[Raw data]

PR #578, opened 2017-10-11
Introduces mapping::MapById in the 2D pose graph for submaps.

wohe:
PAIR=cschuet

### DIFF
--- a/cartographer/mapping/id.h
+++ b/cartographer/mapping/id.h
@@ -227,7 +227,7 @@ class MapById {
     trajectory.data_.erase(it);
   }
 
-  bool contains(const IdType& id) const {
+  bool Contains(const IdType& id) const {
     return trajectories_.count(id.trajectory_id) != 0 &&
            trajectories_.at(id.trajectory_id).data_.count(GetIndex(id)) != 0;
   }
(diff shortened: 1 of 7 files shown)


cartographer/mapping/id.h
```diff
@@ -217,6 +226,11 @@ class MapById {
     trajectory.data_.erase(it);
   }
 
+  bool contains(const IdType& id) const {
```
ojura: I may be nitpicking, but perhaps `size_t count(const IdType& id)` would be more consistent with other STL containers used in Cartographer (if you wanted to be consistent). I actually added it myself when I was updating another PR:

https://github.com/googlecartographer/cartographer/pull/481/commits/91c5c25a808c0bbd7d990d066974652d3ee7fe93#diff-617a4ae9be5a1b7b4c512ed01c3ad6bdR228

On the other hand, `MapLimits` has a [`Contains()`](https://github.com/googlecartographer/cartographer/blob/b0b4f30007e8472d0b4942e18bf5400e99e166dc/cartographer/mapping_2d/map_limits.h#L79) method (should that be lowercased, since it's inlined)?

SirVer: Since the documentation states `like std::map` I agree with @ojura that `count()` is more consistent.

I think MapLimits is separate design question, since it does not model a container.

wohe: Maybe I should change the comment to "reminiscent" then? It has many obvious differences compared to `std::map`.

wohe:
PTAL

PR #583, opened 2017-10-13
Introduce proxy object for range based loops over nodes of trajectory.

cschuet:


cartographer/mapping/id.h
```diff
@@ -113,6 +113,19 @@ class NestedVectorsById {
   std::vector<std::vector<ValueType>> data_;
 };
 
+template <typename IteratorType>
+class Range {
+ public:
+  Range(IteratorType begin, IteratorType end) : begin_(begin), end_(end) {}
+
+  IteratorType begin() { return begin_; }
```
wohe: Make the member functions `const`?

cartographer/mapping/id.h
```diff
@@ -113,6 +113,19 @@ class NestedVectorsById {
   std::vector<std::vector<ValueType>> data_;
 };
 
+template <typename IteratorType>
+class Range {
+ public:
+  Range(IteratorType begin, IteratorType end) : begin_(begin), end_(end) {}
```
wohe: Arguments as `const&`?

PR #584, opened 2017-10-13
Introduces mapping::MapById for submaps in 3D.

wohe:


cartographer/mapping_3d/sparse_pose_graph/optimization_problem.cc
```diff
@@ -150,43 +144,37 @@ void OptimizationProblem::Solve(const std::vector<Constraint>& constraints,
...
-            C_submaps[trajectory_id].at(submap_index).translation());
-      }
+  for (const auto& submap_id_data : submap_data_) {
+    const bool frozen =
+        frozen_trajectories.count(submap_id_data.id.trajectory_id) != 0;
+    if (first_submap) {
+      first_submap = false;
+      // Fix the first submap of the first trajectory except for allowing
+      // gravity alignment.
+      C_submaps.Insert(
```
cschuet: Why not add an Emplace() to MapById?

wohe: Unfortunately it seems not trivial. With C++11 forwarding a tuple with the arguments to a constructor is complicated, it gets easier with C++14 and easy to do in C++17. Changing the `CeresPose` to a single argument being a tuple seems also less than ideal. Leaving it for now as discussed.

PR #585, opened 2017-10-16
Introduce proxy object for iteration over trajectory ids.

cschuet:


cartographer/mapping/id.h
```diff
@@ -214,6 +214,45 @@ class MapById {
...
+
+    explicit ConstTrajectoryIterator(
+        typename std::map<int, MapByIndex>::const_iterator current_trajectory)
+        : current_trajectory_(current_trajectory) {}
+
+    int operator*() const {
+      return current_trajectory_->first;
+    }
+
+    int* operator->() const {
```
wohe: Remove as discussed since there are no members?

cartographer/mapping/id.h
```diff
@@ -214,6 +214,45 @@ class MapById {
     typename std::map<int, DataType>::const_iterator current_data_;
   };
 
+  class ConstTrajectoryIterator {
+   public:
+    using iterator_category = std::bidirectional_iterator_tag;
+    using value_type = int;
+    using difference_type = int64;
```
wohe: Add `reference` and `pointer`?

cartographer/mapping/id.h
```diff
@@ -281,6 +320,13 @@ class MapById {
                                 EndOfTrajectory(trajectory_id));
   }
 
+  // Returns Range object for range-based loops over the trajectory ids.
```
wohe: nit: `IDs`.

cartographer/mapping/id_test.cc
```diff
@@ -79,6 +79,45 @@ TEST(IdTest, MapByIdTrajectoryRange) {
   EXPECT_TRUE(expected_data.empty());
 }
 
+TEST(IdTest, MapByIdTrajectoryIdRange) {
+  MapById<NodeId, int> map_by_id;
+  map_by_id.Append(7, 2);
```
wohe: Since we reuse the same `MapById` many times now: Extract a test fixture?

cartographer/mapping/id_test.cc
```diff
@@ -79,6 +79,45 @@ TEST(IdTest, MapByIdTrajectoryRange) {
...
+  map_by_id.Append(42, 3);
+  map_by_id.Append(0, 0);
+  map_by_id.Append(0, 1);
+
+  std::deque<int> expected_data = {0, 7, 42};
+  for (int trajectory_id : map_by_id.trajectory_ids()) {
```
wohe: `const int`?

cartographer/mapping/id.h

cartographer/mapping/id.h

cartographer/mapping/id.h

cartographer/mapping/id_test.cc
cschuet: Done

cartographer/mapping/id_test.cc
cschuet: Done

PR #586, opened 2017-10-16
Add FindChecked to MapById.

cschuet:


cartographer/mapping/id.h
```diff
@@ -158,6 +158,16 @@ class MapById {
       }
     }
 
+    explicit ConstIterator(const MapById& map_by_id, const NodeId& id)
```
wohe: `NodeId` -> `IdType`
Also: Add a test using a `SubmapId`?

cartographer/mapping/id.h
```diff
@@ -225,6 +235,11 @@ class MapById {
     return IdType{trajectory_id, index};
   }
 
+  // Returs an iterator to the element at id or throws an exception.
```
wohe: typo: `Returs` -> `Returns`
`id` -> `'id'`
We use a `CHECK`, so: `or throws an exception` -> `which must exist`.

cartographer/mapping/id.h

cartographer/mapping/id.h

PR #590, opened 2017-10-16
Pose renames.

cschuet:
Renames:
 - initial_pose to local_pose
 - optimized_pose to global_pose

### DIFF
--- a/cartographer/mapping/sparse_pose_graph.h
+++ b/cartographer/mapping/sparse_pose_graph.h
@@ -77,10 +77,10 @@ class SparsePoseGraph {
   // Freezes a trajectory. Poses in this trajectory will not be optimized.
   virtual void FreezeTrajectory(int trajectory_id) = 0;
 
-  // Adds a 'submap' from a proto with the given 'initial_pose' to the frozen
+  // Adds a 'submap' from a proto with the given 'local_pose' to the frozen
   // trajectory with 'trajectory_id'.
   virtual void AddSubmapFromProto(int trajectory_id,
-                                  const transform::Rigid3d& initial_pose,
+                                  const transform::Rigid3d& local_pose,
                                   const proto::Submap& submap) = 0;
 
   // Adds a 'node' from a proto with the given 'pose' to the frozen trajectory
--- a/cartographer/mapping/trajectory_node.h
+++ b/cartographer/mapping/trajectory_node.h
@@ -47,7 +47,7 @@ struct TrajectoryNode {
     Eigen::VectorXf rotational_scan_matcher_histogram;
 
     // The initial unoptimized node pose.
-    transform::Rigid3d initial_pose;
+    transform::Rigid3d local_pose;
   };
 
   common::Time time() const { return constant_data->time; }
--- a/cartographer/mapping_2d/scan_matching/ceres_scan_matcher.cc
+++ b/cartographer/mapping_2d/scan_matching/ceres_scan_matcher.cc
@@ -60,14 +60,14 @@ CeresScanMatcher::CeresScanMatcher(
 CeresScanMatcher::~CeresScanMatcher() {}
 
 void CeresScanMatcher::Match(const transform::Rigid2d& previous_pose,
-                             const transform::Rigid2d& initial_pose_estimate,
+                             const transform::Rigid2d& local_pose_estimate,
                              const sensor::PointCloud& point_cloud,
                              const ProbabilityGrid& probability_grid,
                              transform::Rigid2d* const pose_estimate,
                              ceres::Solver::Summary* const summary) const {
-  double ceres_pose_estimate[3] = {initial_pose_estimate.translation().x(),
-                                   initial_pose_estimate.translation().y(),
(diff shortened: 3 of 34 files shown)


cartographer/mapping/sparse_pose_graph.h
```diff
@@ -77,10 +77,10 @@ class SparsePoseGraph {
   // Freezes a trajectory. Poses in this trajectory will not be optimized.
   virtual void FreezeTrajectory(int trajectory_id) = 0;
 
-  // Adds a 'submap' from a proto with the given 'initial_pose' to the frozen
+  // Adds a 'submap' from a proto with the given 'local_pose' to the frozen
```
wohe: Rename this to `pose` or `global_pose`?

cartographer/mapping/trajectory_node.h
```diff
@@ -47,7 +47,7 @@ struct TrajectoryNode {
     Eigen::VectorXf rotational_scan_matcher_histogram;
 
     // The initial unoptimized node pose.
```
wohe: Change the comment: The pose in local map frame?

cartographer/mapping_2d/scan_matching/ceres_scan_matcher.cc
```diff
@@ -60,14 +60,14 @@ CeresScanMatcher::CeresScanMatcher(
 CeresScanMatcher::~CeresScanMatcher() {}
 
 void CeresScanMatcher::Match(const transform::Rigid2d& previous_pose,
-                             const transform::Rigid2d& initial_pose_estimate,
+                             const transform::Rigid2d& local_pose_estimate,
```
wohe: Let's drop the `local_` prefix here. It depends on the frame in which the `probability_grid` is expressed, right now the local SLAM frame in 2D, but the submap frame in 3D and we might want to change it in the future. Maybe we retain `initial_` here, but now in the meaning of starting point? Similar in the other scan matchers.

cartographer/mapping_2d/sparse_pose_graph.cc
```diff
@@ -222,15 +222,15 @@ void SparsePoseGraph::ComputeConstraintsForScan(
   const mapping::SubmapId matching_id = submap_ids.front();
   const auto& constant_data = trajectory_nodes_.at(node_id).constant_data;
   const transform::Rigid2d pose = transform::Project2D(
-      constant_data->initial_pose *
+      constant_data->local_pose *
       transform::Rigid3d::Rotation(constant_data->gravity_alignment.inverse()));
-  const transform::Rigid2d optimized_pose =
+  const transform::Rigid2d global_pose =
       optimization_problem_.submap_data().at(matching_id).pose *
       sparse_pose_graph::ComputeSubmapPose(*insertion_submaps.front())
```
wohe: We should probably also rename `ComputeSubmapPose()`. Maybe `ComputeLocalSubmapPose()`?

cartographer/mapping_2d/sparse_pose_graph/optimization_problem.cc
```diff
@@ -80,10 +80,10 @@ void OptimizationProblem::AddOdometerData(
 
 void OptimizationProblem::AddTrajectoryNode(
     const int trajectory_id, const common::Time time,
-    const transform::Rigid2d& initial_pose, const transform::Rigid2d& pose,
+    const transform::Rigid2d& local_pose, const transform::Rigid2d& pose,
```
wohe: `pose` -> `global_pose`?

cartographer/mapping_2d/sparse_pose_graph/constraint_builder.cc
```diff
@@ -162,14 +162,14 @@ void ConstraintBuilder::ComputeConstraint(
     const mapping::TrajectoryNode::Data* const constant_data,
     const transform::Rigid2d& initial_relative_pose,
     std::unique_ptr<ConstraintBuilder::Constraint>* constraint) {
-  const transform::Rigid2d initial_pose =
+  const transform::Rigid2d local_pose =
```
wohe: I wonder what a good naming is here. This an `pose_estimate` are in local map frame. One is the starting point, the other the result of the scan matchers.

cartographer/mapping_3d/local_trajectory_builder.cc
```diff
@@ -133,9 +133,9 @@ LocalTrajectoryBuilder::AddAccumulatedRangeData(
       adaptive_voxel_filter.Filter(filtered_range_data.returns);
   if (options_.use_online_correlative_scan_matching()) {
     // We take a copy since we use 'initial_ceres_pose' as an output argument.
-    const transform::Rigid3d initial_pose = initial_ceres_pose;
+    const transform::Rigid3d local_pose = initial_ceres_pose;
```
wohe: In 3D, we do scan-to-submap matching in the submap frame, so this is not a local pose, but something different. `initial_pose_in_submap` maybe similar to `pose_observation_in_submap` below?

Issue #594, opened 2017-10-17
Trim odometry data from optimization_problem


jihoonl:
TrimTrajectoryNode [2d](https://github.com/googlecartographer/cartographer/blob/master/cartographer/mapping_2d/sparse_pose_graph/optimization_problem.cc#L89), [3d](https://github.com/googlecartographer/cartographer/blob/master/cartographer/mapping_3d/sparse_pose_graph/optimization_problem.cc#L92) in optimization problem should also trim obsolte odometry data.

wohe:
We added some projects to better communicate our short term roadmap. See https://github.com/googlecartographer/cartographer/projects/1. Our intention is to address trimming arbitrary parts of the odometry data.

wohe:
Fixed by #655.

PR #595, opened 2017-10-17
 Add PopFronts() in TransformInterpolationBuffer

jihoonl:
Towards #594


wohe:
Thanks for the PR, but we would like to address our intended roadmap directly, i.e. move to a data structure allowing trimming the middle. @cschuet will work on this next week.

PR #596, opened 2017-10-17
Remove trimmed() from TrajectoryNode

cschuet:
With the switch to MapById this is now obsolete.

### DIFF
--- a/cartographer/mapping/sparse_pose_graph.cc
+++ b/cartographer/mapping/sparse_pose_graph.cc
@@ -79,7 +79,7 @@ proto::SparsePoseGraph SparsePoseGraph::ToProto() {
     for (size_t old_node_index = 0;
          old_node_index != single_trajectory_nodes.size(); ++old_node_index) {
       const auto& node = single_trajectory_nodes[old_node_index];
-      if (node.constant_data) {
+      if (node.constant_data != nullptr) {
         node_id_remapping[NodeId{static_cast<int>(trajectory_id),
                                  static_cast<int>(old_node_index)}] =
             NodeId{static_cast<int>(trajectory_id),
--- a/cartographer/mapping/sparse_pose_graph.cc
+++ b/cartographer/mapping/sparse_pose_graph.cc
@@ -79,16 +79,14 @@ proto::SparsePoseGraph SparsePoseGraph::ToProto() {
     for (size_t old_node_index = 0;
          old_node_index != single_trajectory_nodes.size(); ++old_node_index) {
       const auto& node = single_trajectory_nodes[old_node_index];
-      if (!node.trimmed()) {
-        node_id_remapping[NodeId{static_cast<int>(trajectory_id),
-                                 static_cast<int>(old_node_index)}] =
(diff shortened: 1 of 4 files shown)


cartographer/mapping_2d/sparse_pose_graph.cc
```diff
@@ -651,7 +650,6 @@ void SparsePoseGraph::TrimmingHandle::MarkSubmapAsTrimmed(
 
   // Mark the 'nodes_to_remove' as trimmed and remove their data.
   for (const mapping::NodeId& node_id : nodes_to_remove) {
-    CHECK(!parent_->trajectory_nodes_.at(node_id).trimmed());
     parent_->trajectory_nodes_.at(node_id).constant_data.reset();
```
wohe: You also have to change this code then to use `Trim()` instead of resetting the `constant_data`, right?

cartographer/mapping/sparse_pose_graph.cc
```diff
@@ -79,16 +79,14 @@ proto::SparsePoseGraph SparsePoseGraph::ToProto() {
     for (size_t old_node_index = 0;
          old_node_index != single_trajectory_nodes.size(); ++old_node_index) {
       const auto& node = single_trajectory_nodes[old_node_index];
-      if (!node.trimmed()) {
```
wohe: This is not possible until `GetTrajectoryNodes()` returns a `MapById<>` instead of `vector<vector<>>`?

cschuet: Ok. I will clean this up then when I change to MapById.

cartographer/mapping_2d/sparse_pose_graph.cc
cschuet: Done.

cartographer/mapping/sparse_pose_graph.cc
```diff
@@ -79,7 +79,7 @@ proto::SparsePoseGraph SparsePoseGraph::ToProto() {
...
+      if (node.constant_data) {
```
wohe: Consistency: Be explicit `!= nullptr`

cartographer/mapping_2d/sparse_pose_graph.cc
```diff
@@ -649,10 +648,9 @@ void SparsePoseGraph::TrimmingHandle::MarkSubmapAsTrimmed(
   parent_->constraint_builder_.DeleteScanMatcher(submap_id);
   parent_->optimization_problem_.TrimSubmap(submap_id);
 
-  // Mark the 'nodes_to_remove' as trimmed and remove their data.
+  // Remove the 'nodes_to_remove' from the SPG and the optimization problem.
```
wohe: Style: Eschew abbreviations: pose graph.

cschuet: Done

cartographer/mapping/sparse_pose_graph.cc
cschuet: Done

PR #69, opened 2020-01-02
copy base/stdlib doc view methods to prevent overloading

ZacLN:
Copies methods to display documentation, etc from /base and REPL/src/docview.jl to prevent overloading by packages (e.g. Flux defined a show method for an internal DataType that caused crashes).


davidanthoff:
Hm, that is a lot of code now that we have to keep in sync with base, right? Maybe we should just heckle these packages to not do such invasive things when this shows up in crash reports? And I think the old code prevents us from crashing, right?

ZacLN:
I think this should be merged, following our discussion the other day?

PR #70, opened 2020-01-02
Don't repeatedly store methods from other modules

ZacLN:
Where functions are overloaded by a package this PR only stores methods associated with the package (before we would duplicate method stores for all methods - when things like `+` are extended this is significantly costly).

Note: Would require changes to StaticLint/LanguageServer logic

### DIFF
--- a/src/symbols.jl
+++ b/src/symbols.jl
@@ -126,7 +126,7 @@ function read_methods(x, M)
     ms = methods(x)
     ms1 = MethodStore[]
     for m in ms
-        !_parentmodules_comp(m.module, M) && parentmodule(x) != m && continue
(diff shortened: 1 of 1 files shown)


davidanthoff:
I think we should merge this soon, and then tag v3.0.0 and start to fix the integration on the LS side, right? I'm waiting with tagging v3.0.0, though, because this PR here seems breaking, right?

ZacLN:
This requires more of a think (it would slow down reference resolution significantly in StaticLint). Not sure it's breaking really but I've modified the PR so that there's no change to package caches but it still makes the internal changes (so you can tag a release).

davidanthoff:
Ok, so I should tag now, without merging this, right?

ZacLN:
No, lets merge it

PR #72, opened 2020-01-12
Rework API for async use

davidanthoff:
@ZacLN this is where I am right now.

Still needs new tests, and some more methods in `utils.jl` to make it work on all Julia versions and crash reporting integration.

[/Raw data]

From the records above, return each line that has the string "common".

   common::Time time() const { return constant_data->time; }
     const int trajectory_id, const common::Time time,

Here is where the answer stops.